The Illinois tax changes will also result in Wisconsin residents claiming larger credits for taxes paid to other states. Higher credit amounts will first occur in tax year 2017, and higher credit amounts in subsequent years will affect estimated tax payments. As a result, Wisconsin individual income tax collections are estimated to be lower by $12.9 million in 2017-18 and $17.2 million in 2018-19. When combined, the reciprocity and tax credit changes are estimated to adversely affect the general fund’s position by $50.8 million in the 2017-19 biennium.
KEYSTONE STATE STILL CAN’T FUND A BUDGET
With its ratings under threat, the Pennsylvania legislature continues to debate how to fund the spending part of the budget which Gov. Wolf let take effect nearly two weeks ago without his signature. House members had rejected “in significant fashion” a plan to leverage annual payments from a 1998 multi-state settlement with tobacco companies to borrow enough money to cover a massive deficit in state finances. Alternative proposals have been floated to raise taxes on electric and natural gas utility bills, telephone services and cable bills.

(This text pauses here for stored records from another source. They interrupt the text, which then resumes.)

PR #737, opened 2022-10-03
8294309: Downcall and Upcall unboxing code should reject heap segments

JornVernee:
Recently I noticed that we don't check for heap segments anymore when unboxing memory segments to be passed to native code as addresses. This allows someone to pass a heap segment, which will be unboxed simply by calling `MemorySegment::address` which for heap segments returns the byte offset into the array. This is of course not a valid pointer.

This patch changes the unboxing logic to reject heap segments with an `IllegalArgumentException`.

---------
### Progress

### Issue
 * [JDK-8294309](https://bugs.openjdk.org/browse/JDK-8294309): Downcall and Upcall unboxing code should reject heap segments

### Reviewers

### Reviewing

Checkout this PR locally: \
`$ git fetch https://git.openjdk.org/panama-foreign pull/737/head:pull/737` \
`$ git checkout pull/737`

`$ git checkout pull/737` \
`$ git pull https://git.openjdk.org/panama-foreign pull/737/head`

</details>

Checkout this PR locally: \
`$ git pr checkout 737`

`$ git pr show -t 737`

</details>

<a href="https://git.openjdk.org/panama-foreign/pull/737.diff">https://git.openjdk.org/panama-foreign/pull/737.diff</a>

</details>

### DIFF
--- a/src/java.base/share/classes/jdk/internal/foreign/abi/SharedUtils.java
+++ b/src/java.base/share/classes/jdk/internal/foreign/abi/SharedUtils.java
@@ -28,6 +28,7 @@ import jdk.internal.access.JavaLangAccess;
 import jdk.internal.access.JavaLangInvokeAccess;
 import jdk.internal.access.SharedSecrets;
 import jdk.internal.foreign.CABI;
+import jdk.internal.foreign.HeapMemorySegmentImpl;
 import jdk.internal.foreign.abi.aarch64.linux.LinuxAArch64Linker;
 import jdk.internal.foreign.abi.aarch64.macos.MacOsAArch64Linker;
 import jdk.internal.foreign.abi.x64.sysv.SysVx64Linker;
@@ -258,6 +259,13 @@ public final class SharedUtils {
             t.printStackTrace();
             JLA.exit(1);
         }
+    }
+
+    static long unboxSegment(MemorySegment segment) {
+        if (segment instanceof HeapMemorySegmentImpl) {
+            throw new IllegalArgumentException("Heap segment not allowed: " + segment);
+        }
+        return segment.address();
     }
 
     public static void checkExceptions(MethodHandle target) {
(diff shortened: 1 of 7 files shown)


test/jdk/java/foreign/TestUpcallException.java
```diff
@@ -33,71 +33,26 @@
...
 import java.io.IOException;
-import java.io.InputStream;
-import java.io.InputStreamReader;
-import java.nio.file.Paths;
-import java.util.List;
 
-import static org.testng.Assert.assertFalse;
-import static org.testng.Assert.assertNotEquals;
-import static org.testng.Assert.assertTrue;
+public class TestUpcallException extends UpcallTestHelper {
```
JornVernee, line 41: I refactored this class to use a common utility method in the super class, which is also used by the new test

test/jdk/java/foreign/UpcallTestHelper.java
```diff
@@ -0,0 +1,87 @@
...
+import java.io.InputStreamReader;
+import java.nio.file.Paths;
+import java.util.ArrayList;
+import java.util.Arrays;
+import java.util.List;
+
+import static org.testng.Assert.assertNotEquals;
+import static org.testng.Assert.assertTrue;
+
+public class UpcallTestHelper extends NativeTestHelper {
```
JornVernee, line 38: I thought about just adding this to NativeTestHelper, but didn't want to require every dependent test to have to add `@library /test/lib`

src/java.base/share/classes/jdk/internal/foreign/abi/SharedUtils.java
```diff
@@ -260,6 +261,13 @@ static void handleUncaughtException(Throwable t) {
         }
     }
 
+    static long unboxSegment(MemorySegment segment) {
+        if (segment instanceof HeapMemorySegmentImpl) {
```
mcimadamore, line 265: there's MemorySegment.isNative, which maybe is better?

JornVernee: Yeah, that works. It also includes mapped segments

mcimadamore (approved):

The budget stalemate has also stalled nearly $600 million in state support for the University of Pittsburgh and Penn State, Temple and Lincoln universities, as well as the University of Pennsylvania’s veterinary school. If this all sounds familiar, it should as the Commonwealth is beginning to act along the lines of Illinois in terms of letting its budget problems bleed down to its educational institutions and non-profit service providers. We know how that turned out.
WESTCHESTER COUNTY MEDICAL CENTER OUTLOOK TO NEGATIVE
The Westchester County Health Care Corporation (dba Westchester Medical Center). Its main campus is leased from Westchester County. The Medical Center consists of four major facilities with 895 total beds. The major facilities comprising the Medical Center are: the main hospital in Valhalla, the Behavioral Health Center at Westchester, the Maria Fareri Children’s Hospital on the Valhalla Campus and the MidHudson Regional Hospital in Poughkeepsie, NY. Effective March 30, 2016 WCHCC entered into an affiliation agreement with HealthAlliance and WMC-Ulster, in which WMC-Ulster became the sole member of HealthAlliance.

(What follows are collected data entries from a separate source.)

PR #739, opened 2022-10-11
8294986: Possible mismatched acquire/release in binding specializer

JornVernee:
We acquire sessions of address parameters before a downcall, and release them afterwards. However, if acquire fails with an exception, we still call release in the finally block.

Fixing this is a simple case of switching 2 lines: when acquire fails, we don't store the session in a local, and so the cleanup in the finally block will not call release on it either.

For testing, I doesn't seem possible to make this bug result in an error with the current code. So, I've added an assert to the implementation that checks whether release was called too many times.

---------
### Progress

### Issue
 * [JDK-8294986](https://bugs.openjdk.org/browse/JDK-8294986): Possible mismatched acquire/release in binding specializer

### Reviewers

### Reviewing

Checkout this PR locally: \
`$ git fetch https://git.openjdk.org/panama-foreign pull/739/head:pull/739` \
`$ git checkout pull/739`

`$ git checkout pull/739` \
`$ git pull https://git.openjdk.org/panama-foreign pull/739/head`

</details>

Checkout this PR locally: \
`$ git pr checkout 739`

`$ git pr show -t 739`

</details>

<a href="https://git.openjdk.org/panama-foreign/pull/739.diff">https://git.openjdk.org/panama-foreign/pull/739.diff</a>

</details>

### DIFF
--- a/src/java.base/share/classes/jdk/internal/foreign/ConfinedSession.java
+++ b/src/java.base/share/classes/jdk/internal/foreign/ConfinedSession.java
@@ -81,12 +81,12 @@ final class ConfinedSession extends MemorySessionImpl {
 
     void justClose() {
         checkValidState();
-        if (state == 0 || state - ((int)ASYNC_RELEASE_COUNT.getVolatile(this)) == 0) {
-            assert state != 0 || ((int)ASYNC_RELEASE_COUNT.getVolatile(this)) == 0
-                    : "if state was 0, there should be no async releases";
+        int asyncCount = (int)ASYNC_RELEASE_COUNT.getVolatile(this);
+        if ((state == 0 && asyncCount == 0)
+                || ((state - asyncCount) == 0)) {
             state = CLOSED;
         } else {
-            throw alreadyAcquired(state);
+            throw alreadyAcquired(state - asyncCount);
         }
     }
 
--- a/src/java.base/share/classes/jdk/internal/foreign/ConfinedSession.java
+++ b/src/java.base/share/classes/jdk/internal/foreign/ConfinedSession.java
@@ -82,6 +82,8 @@ final class ConfinedSession extends MemorySessionImpl {
     void justClose() {
         checkValidState();
         if (state == 0 || state - ((int)ASYNC_RELEASE_COUNT.getVolatile(this)) == 0) {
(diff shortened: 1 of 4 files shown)


mcimadamore (approved):
Looks good. Not super sure about the `assert`, which will only fire with assertion enabled. Historically I've been using `assert` keywords sparingly and using `throw new AssertError` more (especially in the javac code base), as that is guaranteed to fail. But that is subjective.

JornVernee:
I used an assert instead of an explicit exception since this is a case that should never happen in a sane implementation, and didn't want to introduce a performance penalty to the code for the common case where someone just has a confined session that is closed. Since the assert condition always does a volatile read in that case.

mcimadamore:
> Looks good. Not super sure about the `assert`, which will only fire with assertion enabled. Historically I've been using `assert` keywords sparingly and using `throw new AssertError` more (especially in the javac code base), as that is guaranteed to fail. But that is subjective.

Also, in the `SharedSession` implementation we throw a runtime exception in case of too many releases.

JornVernee:
I've removed the use of assert in favor of an explicit check. In the case of too many releases the exception message will be: `Session is acquired by -1 clients` I think that is probably good?

src/java.base/share/classes/jdk/internal/foreign/ConfinedSession.java
```diff
@@ -81,10 +81,12 @@ public void release0() {
...
     void justClose() {
         checkValidState();
-        if (state == 0 || state - ((int)ASYNC_RELEASE_COUNT.getVolatile(this)) == 0) {
+        int asyncCount = (int)ASYNC_RELEASE_COUNT.getVolatile(this);
+        if ((state == 0 && asyncCount == 0)
+                || ((state - asyncCount) == 0)) {
             state = CLOSED;
         } else {
-            throw alreadyAcquired(state);
+            throw alreadyAcquired(state - asyncCount);
```
JornVernee, line 89: I figured the exception message should take asyncCount into account as well. either both are 0, or state  - asynCount should be 0 for close to succeed. So, if we get here, we should always get a non-zero value in the exception message.

mcimadamore (approved):
Looks good!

Debt is rated Baa2 by Moody’s. The change in the outlook to negative reflects weak and lower than expected liquidity and significant challenges to restoring liquidity, increasing capital spending and likely leverage, and modest margins. Liquidity at FYE 2016 was notably weaker than expected, primarily due to a delayed large Medicaid supplemental payment. Although WMC received the payment in the first quarter of 2017, liquidity declined further due to the timing of a pension contribution and a NYSNA settlement, highlighting material quarterly variability. Challenges to restoring and sustaining liquidity include unpredictability of Medicaid payments, increasing capital spending which may require equity and spending in advance of state grant reimbursement, and the potential impact of installing a new IT platform.
WMC guarantees annual debt service for CHS. CHS is comprised of Good Samaritan Hospital of Suffern, N.Y., Bon Secours Community Hospital in Port Jervis, and St. Anthony Community Hospital in Warwick. CHS’s bonds are secured by gross receivables of the obligated group, which includes the hospitals only and excludes physician-related entities.